No-bake oat and fruit bar
No-bake oat and fruit bar shared today is one of the easiest recipes to make. You can adjust the ingredients based on your liking which helps to promote creativity. You don’t even need an oven, and you can find all the ingredients from the local supermarkets, whether it’s Tesco Lotus, Big C, Tops, or even Villa.
This bar keeps well in a fridge for 2 weeks and in a freezer for 2 months. It’s best for a quick breakfast or snack.
We like cashews, macadamia, and almonds, but if you prefer to keep it nut-free you can use pumpkin seeds, sunflower seeds, or even watermelon seeds.
Try to choose a sweetener with thicker consistency such as honey, brown rice syrup, maple syrup, or coconut nectar.
For dry fruits, there are so many local dry fruits to choose from in Thailand. This is a good chance to talk about different kinds of local fruits, their health benefits, and also extra vocabulary boosting! We like to use mango, banana, ginger, and strawberry, and our go to brand is Doi Kham. It’s a bit pricey but it is clean and it offers so many choices to choose from, both fruits and vegetables.
You can also use something easier to find in all supermarkets like raisins, dry cranberries, and dry apricots. Chop dry fruits of your choice into small cubes.
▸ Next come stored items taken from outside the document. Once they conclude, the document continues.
PR #1579, opened 2025-08-05
[17.0][FIX] mrp_bom_attribute_match

eugenios73:
If a user tries to create a BOM and is not part of the **"Manage Multiple Units of Measure"** group, the **UoM** (Unit of Measure) option does not appear next to the **"Quantity"** field on the form. When they try to save the new BOM, the validation error from the screenshot pops up. This happens because when the **"product_uom_category_id"** field is overwritten, the **"_compute_product_uom_category_id()"** function attempts to modify the UoM based on the **"Product Template"** or **"Product Variant"**. However, the user in the current session does not have the permissions to modify this field, which triggers the error. The fact that the user is not in this group doesn't prevent them from being able to create a BOM.

Captura desde 2025-08-05 15-14-35

image

image

### DIFF
--- a/mrp_bom_attribute_match/models/mrp_bom.py
+++ b/mrp_bom_attribute_match/models/mrp_bom.py
@@ -27,7 +27,24 @@ class MrpBomLine(models.Model):
         "uom.category",
         related=None,
         compute="_compute_product_uom_category_id",
+        compute_sudo=True,
     )
+
+    @api.model_create_multi
+    def create(self, vals_list):
+        for values in vals_list:
+            if (
+                not values.get("product_id")
+                and "product_uom_id" not in values
+                and "component_template_id" in values
+                and values["component_template_id"]
+            ):
+                values["product_uom_id"] = (
+                    self.env["product.template"]
+                    .browse(values["component_template_id"])
+                    .uom_id.id
+                )
+        return super().create(vals_list)
 
     @api.depends("product_id", "component_template_id")
     def _compute_product_uom_category_id(self):


eugenios73:
@mymage @LoisRForgeFlow @pedrobaeza please can you review this PR?

LoisRForgeFlow (approved):
Thanks for the good explanation

Code review :+1:

mymage:
@eugenios73 I apologise if I'm doing some wrong, but I found the same error.
I used the baseonly DB, installed the module without changing any settings, set up a component with a property, set up a product with same property, create a BOM and if I add the component directly as product-template it raised the same error (lost Field: Product Unit of Measure (product_uom_id)).
If I add the component, save and then change the component with the component-template, there is non error.
But, if I go to settings and activate the option Inventory->Products->"Units of Measure" the error don't appears.
(in the other DB the options is active so if you test there it doesn't rise the error)

eugenios73:
Hi @mymage. Don't apologize! You're right, I've reviewed it and managed to reproduce the error you mentioned. I'm going to check the functionality, because it's not the same case I fixed. Thank you very much for your tests!

eugenios73:
@mymage  I've solved the problem. When the original `create` method of `mrp.bom.line` was executed, it only modified the `product_uom_id` field. It did this by relying on the value of `product_id` and searching for the `uom_id` *only* in `product.product`.

Because of this, when components of the type `product.template` were added, the `uom_id` was never retrieved from those models, which caused the error you mentioned. The new modification now also takes the value of `component_template_id` into account to search for the `uom_id` in `product.template`, thus resolving the issue.

FYI @LoisRForgeFlow @ivantodorovich

mymage (approved):
Functional OK

LoisRForgeFlow:
Awesome, let's merge!

/ocabot merge patch

LoisRForgeFlow:
@eugenios73 could you check if this patch is needed in v18?

eugenios73:
Yes @LoisRForgeFlow , no problem, I will check in the v18.0

eugenios73:
> @eugenios73 could you check if this patch is needed in v18?

@LoisRForgeFlow Yes, the same problem exists in version 18.0. Fix for v18 https://github.com/OCA/manufacture/pull/1583

PR #1583, opened 2025-08-07
[18.0][FIX] mrp_bom_attribute_match

eugenios73:
If a user tries to create a BOM and is not part of the "Manage Multiple Units of Measure" group, the UoM (Unit of Measure) option does not appear next to the "Quantity" field on the form. When they try to save the new BOM, the validation error from the screenshot pops up. This happens because when the "product_uom_category_id" field is overwritten, the "_compute_product_uom_category_id()" function attempts to modify the UoM based on the "Product Template" or "Product Variant". However, the user in the current session does not have the permissions to modify this field, which triggers the error. The fact that the user is not in this group doesn't prevent them from being able to create a BOM.

image

image

image


eugenios73:
@LoisRForgeFlow Yes, the same problem exists in version 18.0.

LoisRForgeFlow (approved):
Thanks :+1:

LoisRForgeFlow:
@mymage can you review?

mymage (approved):
Functional ok

PR #1584, opened 2025-08-08
[16.0][ADD] quality_control_stock_oca: reminder popup for quality inspections

quirino95:
Implemented a popup asking for confirmation when trying to validate a receipt without completing related Quality Inspections before.
If Quality Inspections are triggered, and are not done (success or fail), the popup appears and user can choose between:
- Complete Inspections -> user will be redirected to the inspections page;
- Skip Inspections -> Pending inspections will be ignored and receipt will be validated;

Here's attached a screen of the new popup:
immagine


quality_control_stock_oca/tests/test_quality_control_stock.py
```diff
@@ -419,3 +419,23 @@ def test_qc_inspection_lot(self):
...
+
+    def test_button_validate(self):
+        self.inspection1.write(
+            {
+                "name": self.picking1.move_ids[:1]._name + "inspection",
+                "object_id": "%s,%d" % (self.picking1._name, self.picking1.id),
+            }
+        )
+        # pylint: disable=W0104
+        self.picking1.qc_inspections_ids
```
SirPyTech: **question**: This smells, and looks like the test would work without it too, could you please check if it is really needed?

quality_control_stock_oca/models/stock_picking.py
```diff
@@ -93,3 +93,27 @@ def _create_backorder(self):
...
+    def button_validate(self):
+        res = self._pre_button_validate()
+        if res is not True:
+            return res
+        return super().button_validate()
+
+    def _pre_button_validate(self):
+        if (
+            self.created_inspections != self.done_inspections
+            and not self.env.context.get("skip_inspections", False)
```
SirPyTech: **suggestion**: Check the `context` first so we can short circuit (see https://docs.python.org/3/tutorial/datastructures.html#more-on-conditions) and avoid the computation of `created_inspections` and `done_inspections` if that's not needed.

quality_control_stock_oca/models/stock_picking.py
```diff
@@ -93,3 +93,27 @@ def _create_backorder(self):
         # To re-allocate backorder moves to the new backorder picking
         self.sudo().qc_inspections_ids._compute_picking()
         return res
+
+    def button_validate(self):
+        res = self._pre_button_validate()
+        if res is not True:
+            return res
+        return super().button_validate()
```
SirPyTech: **suggestion**: Please add some documentation about this new feature.

SirPyTech: **issue**: The default behavior of the method is being changed, and I can see how it will break many existing workflows where validating a picking simply results in the picking being validated.

Please enable this feature with a configuration somewhere (in the test, in the product or in the picking type for instance) so that the default behavior is preserved when no configuration is done (i.e. by default).

quality_control_stock_oca/tests/test_quality_control_stock.py
```diff
@@ -419,3 +419,23 @@ def test_qc_inspection_lot(self):
         self.inspection1.onchange_object_id()
         self.assertEqual(self.inspection1.lot_id, self.lot)
         self.assertEqual(self.inspection1.product_id, self.lot.product_id)
+
+    def test_button_validate(self):
```
SirPyTech, line 460: **suggestion**: Please describe what is being tested in the docstring.

quality_control_stock_oca/tests/test_quality_control_stock.py
```diff
@@ -419,3 +419,23 @@ def test_qc_inspection_lot(self):
...
+        move1 = self.picking1.move_ids[0]
+        move1.quantity_done = 2
+
+        res = self.picking1.button_validate()
+        self.assertNotEqual(res, True)
+
+        self.inspection1.write({"state": "success"})
+        res = self.picking1.button_validate()
+
+        self.assertEqual(res, True)
```
SirPyTech, line 482: **suggestion**: Please also check whether the picking has been validated.

quality_control_stock_oca/models/stock_picking.py
```diff
@@ -93,3 +93,27 @@ def _create_backorder(self):
         # To re-allocate backorder moves to the new backorder picking
         self.sudo().qc_inspections_ids._compute_picking()
         return res
+
+    def button_validate(self):
+        res = self._pre_button_validate()
+        if res is not True:
+            return res
```
SirPyTech: **note**: This works fine, but to me it seems tricky because it only works because we are checking that result **is** `not True`.
Please consider splitting it in two different methods, each with their responsibility:
```py
if self._needs_inspections_wizard():
    return self._show_inspections_wizard()
```

SirPyTech (changes requested):
Thanks for the PR!
I have reviewed the code and tested it, works fine.

Please see the concerns about documentation and preserving the existing behavior in the below comments.

quality_control_stock_oca/tests/test_quality_control_stock.py
quirino95: Tests also work without the two rows, so i removed them.

quality_control_stock_oca/models/stock_picking.py
quirino95: I created a new field on the product (False by default): it's in the inventory tab, quality inspection section.
Once selected, if needed, popup appears (updated also documentation).

quality_control_stock_oca/tests/test_quality_control_stock.py
SirPyTech: 👍

quality_control_stock_oca/tests/test_quality_control_stock.py
SirPyTech: :+1:

quality_control_stock_oca/models/stock_picking.py
SirPyTech: :+1:

quality_control_stock_oca/models/stock_picking.py
SirPyTech: :+1:

SirPyTech: :+1:

quality_control_stock_oca/tests/test_quality_control_stock.py
SirPyTech: :+1:

quality_control_stock_oca/models/stock_picking.py
SirPyTech: :+1:

quality_control_stock_oca/readme/DESCRIPTION.rst
```diff
@@ -1,3 +1,4 @@
 This module defines triggers that creates inspections when stock moves are done.
 
 It also adds some shortcuts on picking and lots to these inspections.
+Setting a flag on products, if inspections are not done (successfully or unsuccessfully), on picking confirmation a reminder popup appears.
```
SirPyTech: **suggestion**
```suggestion
Activating the "Remind Quality Control" flag on products, if inspections are not done (successfully or unsuccessfully), on picking confirmation a reminder popup appears.
```

quality_control_stock_oca/wizard/qc_check_wizard.xml
```diff
@@ -0,0 +1,47 @@
+<?xml version="1.0" encoding="utf-8" ?>
+<odoo>
+    <record id="qc_check_wizard_form" model="ir.ui.view">
+        <field name="name">QC Check</field>
+        <field name="model">qc.check.wizard</field>
+        <field name="arch" type="xml">
+            <form string="QC Check">
+                <group>
+                    <p colspan="2">
+                        Some inspections are not done or not completed.
```
SirPyTech: **suggestion**: neither "done" nor "completed" are states of an inspection: https://github.com/OCA/manufacture/blob/49f701eda70c2b049884e05837a992c908f977e1/quality_control_oca/models/qc_inspection.py#L81-L90

Although we can assume that an inspection is completed/done when it is `success` or `failed`, the comparison between "done" and "completed" makes little sense because they are the same _state_.

This would be more aligned with the added phrase in the README too:
```suggestion
                        Some inspections are not done (successfully or unsuccessfully).
```

quality_control_stock_oca/models/stock_picking.py
```diff
@@ -93,3 +93,27 @@ def _create_backorder(self):
...
+
+    def _needs_inspections_wizard(self):
+        if (
+            any(m.product_id.remind_qc for m in self.move_line_ids)
+            and not self.env.context.get("skip_inspections", False)
+            and self.created_inspections != self.done_inspections
+        ):
+            return True
+
+        return False
```
SirPyTech, line 137: **suggestion**

```suggestion
        return not self.env.context.get("skip_inspections")
            and any(m.product_id.remind_qc for m in self.move_line_ids)
            and self.created_inspections != self.done_inspections
```
Always check the easiest/fastest conditions first to take advantage of short circuiting, from the previous comment about short circuit
> Check the context first so we can short circuit (see https://docs.python.org/3/tutorial/datastructures.html#more-on-conditions)

(from https://github.com/OCA/manufacture/pull/1584#discussion_r2266083659)

SirPyTech (approved):
Thanks for implementing the suggested changes, I have added a few suggestions but they are not blocking

anusriNPS:
Validation of picking with `Complete Inspections` and `Skip Inspections` is verified. Code and Functional Review: LGTM.

anusriNPS (approved):

SirPyTech:
@OCA/manufacturing-maintainers this has been `ready to merge` for 5 months, can someone please have a look? Thanks!

Issue #1488, opened 2025-02-27
[16.0] mrp_bom_hierarchy: Permission error when viewing BoM with read-only access


marco-lucaf:
## Module
mrp_bom_hierarchy

## Describe the bug
When trying to display a BoM in read-only mode to a user with limited permissions, odoo raises a permission error stating that the user needs write access to mrp.bom.line, even though they're only trying to view the bom.

## To Reproduce
**Affected versions**:
- Odoo 16.0 (with mrp_bom_hierarchy module installed)

1. Create a user with read-only access to BoMs (without write permissions on mrp.bom.line)
2. Try to view a BoM with this user
3. An access error is raised when the system tries to compute the "has_bom" field

**Expected behavior**
Users with read-only access should be able to view the BoM hierarchy without encountering permission errors.

**Additional context**
The issue is in the `_compute_has_bom` method. When computing whether a BoM line has a sub-BoM, the system tries to access information that requires elevated permissions.

## Proposed solution
Adding `sudo()` to the `_compute_has_bom` method solves the issue by temporarily elevating the permissions for this specific operation:

```python
@api.depends("product_id", "bom_id")     
def _compute_has_bom(self):         
    self = self.sudo()         
    res = super()._compute_child_bom_id()
        for line in self:
            line.has_bom = bool(line.child_bom_id)
        return res
```

This allows read-only users to view the BoM hierarchy while maintaining proper security restrictions elsewhere.

LoisRForgeFlow:
Solved via https://github.com/OCA/manufacture/pull/1588

PR #1588, opened 2025-08-26
[16.0][FIX] mrp_bom_hierarchy: bom lines read permission

corredato:
FIX: #1488 w/ proposed solution

This fix uses sudo() in _compute_has_bom to bypass the access rights issue.
While it solves the problem, it is not the best approach as it elevates permissions more than strictly required.

A safer long-term solution would be to restrict access to the specific fields needed or explicitly check read permissions on mrp.bom.line

### DIFF
--- a/mrp_bom_hierarchy/model/mrp_bom_line.py
+++ b/mrp_bom_hierarchy/model/mrp_bom_line.py
@@ -12,6 +12,7 @@ class MrpBomLine(models.Model):
     has_bom = fields.Boolean(
         string="Has sub BoM",
         compute="_compute_has_bom",
+        compute_sudo=True,
     )
 
     @api.depends("product_id", "bom_id")


corredato:
@LoisRForgeFlow @pedrobaeza  review it please

pedrobaeza:
Put `compute_sudo=True` instead, but your issue report sounds weird. Anyway, I'm not using this module.

corredato:
> Put `compute_sudo=True` instead, but your issue report sounds weird. Anyway, I'm not using this module.

Was strange until I tested it. I created a user with adm permissions in the bom and only read permission in the bom line, and in fact the user could not access any bom to see the components.

I am going to test compute_sudo and make an amend

corredato:
@pedrobaeza merging this we can close #1488

LoisRForgeFlow (approved):
I can confirm the bug, and that the patch works :+1:

LoisRForgeFlow:
Thanks for fixing!

/ocabot merge patch

LoisRForgeFlow:
@corredato Could you forward port this patch to next versions if needed?

corredato:
> @corredato Could you forward port this patch to next versions if needed?

Sure

LoisRForgeFlow:
> > @corredato Could you forward port this patch to next versions if needed?
> 
> Sure

@corredato a reminder here

corredato:
> > > @corredato Could you forward port this patch to next versions if needed?
> > 
> > Sure
> 
> @corredato a reminder here

Hi @LoisRForgeFlow 

Lots of work to do currently, i'll probably have time over the weekend and create the PRs

LoisRForgeFlow:
@corredato I have done the ports myself this time, because it means less time from my side to do it than to check if you have done it or not. See https://github.com/OCA/manufacture/pull/1598 and https://github.com/OCA/manufacture/pull/1599. 

Helping with maintenance is an important part of collaborating with OCA and also helps your future self when you migrate the projects you did this for right now (nobody wants to have regressions when migrating to a new odoo version).

corredato:
> have

You're right, thanks for taking the initiative, I really am a bit short on time

PR #1592, opened 2025-08-27
[18.0][IMP] mrp_lot_number_propagation: Support mass production

grindtildeath:


mrp_lot_number_propagation/models/mrp_production.py
```diff
@@ -92,9 +91,112 @@ def _set_lot_number_propagation_data_from_bom(self):
...
+                else:
+                    productions_batch_ids.add(order.id)
+
+            batch_productions = self.browse(productions_batch_ids)
+            for order in batch_productions:
+                # If any production is not set to propagate, it will require user input
+                #  so return the wizard for that order instead of one with lot number
+                #  propagation
+                if not order.is_lot_number_propagated:
+                    res["context"] = {"default_production_id": order.id}
```
simahawk: I would not override the whole ctx unless wanted
```suggestion
                    res["context"].update({"default_production_id": order.id})
```

mrp_lot_number_propagation/models/mrp_production.py
```diff
@@ -92,9 +91,112 @@ def _set_lot_number_propagation_data_from_bom(self):
...
+            return True
+        return super()._auto_production_checks()
+
     def pre_button_mark_done(self):
-        self._create_and_assign_propagated_lot_number()
-        return super().pre_button_mark_done()
+        if all(prod._auto_production_checks() for prod in self):
+            self._create_and_assign_propagated_lot_number()
+        res = super().pre_button_mark_done()
+        if isinstance(res, dict) and res["res_model"] == "mrp.batch.produce":
```
simahawk, line 119: this part can be maybe split in smaller methods

mrp_lot_number_propagation/tests/test_mrp_production.py
```diff
@@ -143,3 +175,87 @@ def test_confirm_with_variant_no(self):
...
+        )
+        wizard = wizard_form.save()
+        with self.assertRaisesRegex(
+            UserError, "set to propagate lot number from component"
+        ):
+            wizard.action_done()
+        wizard_form = Form(wizard)
+        wizard_form.production_text = "\n".join(
+            [
+                f"{comp_serial_name},{comp_serial_name},{component_lot_name}"
```
simahawk, line 216: why the serial should be duplicated?

mrp_lot_number_propagation/wizard/mrp_batch_produce.py
```diff
@@ -0,0 +1,58 @@
...
+
+    def _production_text_to_object(self, mark_done=False):
+        self._check_propagated_lot_number()
+        self = self.with_context(lot_propagation=True)
+        return super()._production_text_to_object(mark_done)
+
+    def _check_propagated_lot_number(self):
+        if not self.is_lot_number_propagated:
+            return
+        for production_line in deque(self.production_text.split("\n")):
```
simahawk, line 43: I'm not sure you gain that much using `deque` here... You are not consuming the whole list as a queue.
Here a `splitlines` should be enough since you iterate on every element and then `split(sep, 1)` will return only the 1st element. Just a question tho.

simahawk (commented):
minor remarks

mrp_lot_number_propagation/wizard/mrp_batch_produce.py
```diff
@@ -0,0 +1,58 @@
...
+                    f"Lot number must be the same between finished product "
+                    f"{wiz.production_id.product_id.display_name} and component "
+                    f"{propagated_component.display_name}"
+                )
+            wiz.lot_number_propagation_alert_msg = msg
+
+    def _production_text_to_object(self, mark_done=False):
+        self._check_propagated_lot_number()
+        self = self.with_context(lot_propagation=True)
+        return super()._production_text_to_object(mark_done)
```
sebalix:
```suggestion
        return super()._production_text_to_object(mark_done=mark_done)
```

mrp_lot_number_propagation/models/mrp_production.py
```diff
@@ -92,9 +91,112 @@ def _set_lot_number_propagation_data_from_bom(self):
...
+            for order in batch_productions:
+                batch_produce_wizard = (
+                    self.env["mrp.batch.produce"]
+                    .with_context(default_production_id=order.id)
+                    .create({})
+                )
+                propagate_move = order._get_propagating_component_move()
+                batch_produce_wizard.production_text = "\n".join(
+                    [
+                        f"{ml.lot_id.name},{ml.lot_id.name}"
```
sebalix: I don't know this `production_text` field, but here you should not use `self.component_separator` instead of comma, as you are splitting on this in the `mrp.batch.produce` wizard?

mrp_lot_number_propagation/models/mrp_production.py
grindtildeath: Actually the context return is exactly this, but I agree we can update to be nice with any other module that would override this

mrp_lot_number_propagation/tests/test_mrp_production.py
grindtildeath: The module is meant to propagate lot number from a component to the finished product. In that case we need to define it twice, first for the finished product, then for the component that is propagating.

mrp_lot_number_propagation/models/mrp_production.py
grindtildeath: I usually think it's good to split in smaller function, but there it's a single process of multiple small steps/checks, hence why I added lots of comment to explain what each is doing.

IMO splitting this doesn't improve the readability of the code

mrp_lot_number_propagation/wizard/mrp_batch_produce.py
grindtildeath: Actually I used `deque` because that is what is used in the super function. I guess I can add a comment about that and keep in line with what's done in odoo

mrp_lot_number_propagation/models/mrp_production.py
grindtildeath: Actually the comma is the default value for `component_separator`, but yes, let's be on the safe side in case it's changed :+1:

mrp_lot_number_propagation/wizard/mrp_batch_produce.py
```diff
@@ -0,0 +1,59 @@
...
+                if move_raw.product_id.tracking == "none":
+                    continue
+                if (
+                    move_raw.propagate_lot_number
+                    and components_line[i] != finished_line
+                ):
+                    raise exceptions.UserError(
+                        self.env._(
+                            f"As the product being produced is set to propagate lot number from component "  # noqa: E501
+                            f"{self.production_id._get_propagating_component_move().product_id.display_name},"  # noqa: E501
```
ivantodorovich: This translation string will not work.
Let gettext do the string interpolation

mrp_lot_number_propagation/tests/test_mrp_production.py
ivantodorovich: Maybe add a comment with this explanation

ivantodorovich (approved):

vvrossem (approved):
pre-approving: pre-commit needs to be executed

PR #1601, opened 2025-09-09
[16.0][ADD] mrp_production_unique_lot

MarinaAForgeFlow:
This module enforces the uniqueness of lot numbers for finished products in production orders. It prevents the same lot number from being used in multiple productions.

This can useful for businesses where each lot is strictly associated with the specific manufacturing order in which the product was produced (each production produces a different lot). By using this module, the user can avoid problems and errors in relation to an already existing lot being used twice.

The module follows the same logic as the serial number uniqueness feature and the code is based on the odoo code.


mrp_production_unique_lot/models/mrp_production.py
```diff
@@ -0,0 +1,140 @@
...
+            order._check_lot_uniqueness()
+        return res
+
+    def _check_lot_uniqueness(self):
+        """Alert the user if the lot number has already been produced"""
+        if not self.force_lot_uniqueness or not self.lot_producing_id:
+            return
+
+        if self.product_tracking == "lot" and self.lot_producing_id:
+            if self._is_finished_lot_already_produced(self.lot_producing_id):
```
JordiMForgeFlow: this could be joined into only one if statement

AaronHForgeFlow (approved):
Functional ok!

kaynnan (approved):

If you want to make it more appealing for the kids, you can remove some parts of dry fruits and replace them with choc-chips in the mix-in.
A square baking tray, or any square or rectangle shaped container, with the size around 7” x 7” and baking paper.
Quick cooking oats 110 grams
Any kind of nuts or seeds (see above) 105 grams
Chia seeds 10 grams
Rice puff cereal 50 grams
Flax seeds (grinded) 10 grams
Liquid sweeteners (see above) 70 grams
Brown sugar or coconut sugar 40 grams
Butter 46 grams
Vanilla essence 5 grams
Any kind of dry fruits (see above) 120 grams
Cooking steps: It’s time to get a little bit messy (yet fun!):
- First of all, line a tray with the baking paper, leaving the side of the paper higher than the rim of the tray so it’s easy to remove afterwards.
- Once you have prepared all the ingredients, start by toasting the nuts or seeds of your choice (make sure to chop them up a bit into smaller pieces so they can be pressed in together easily). Put all the nuts (or seeds) on a pan and toast them on medium heat until they turn a bit golden brown and fragrant. If you have an oven, bake them at 170c for 10 minutes. Leave on a cooling rack until cooled down.
- Once they are cooled down, add the dry ingredients including oats, roasted nuts, chia seeds, rice puff cereal, flax seeds, and salt in a big bowl (this is a good time to discuss dry vs wet ingredients) and mix with a spatula. Set aside.
- Add liquid sweetener of your choice, sugar, and butter in a saucepan and put on low heat until all melted.
- Add in vanilla and stir to combine.
- Turn off the heat and leave on the side until cooled down.
- Once everything is ready, add the wet ingredients from the saucepan into the bowl of dry ingredients, mix with a spatula until almost fully combined.
- Add in dry fruits (and choc-chips) and mix again until fully combined.
- Transfer the mixture into the prepared tin and press with a spatula (or a clean hand to make it more fun!) until firmly packed with a smooth surface.
- Leave in a fridge overnight or in a freezer for 2 hours and cut into any size you want.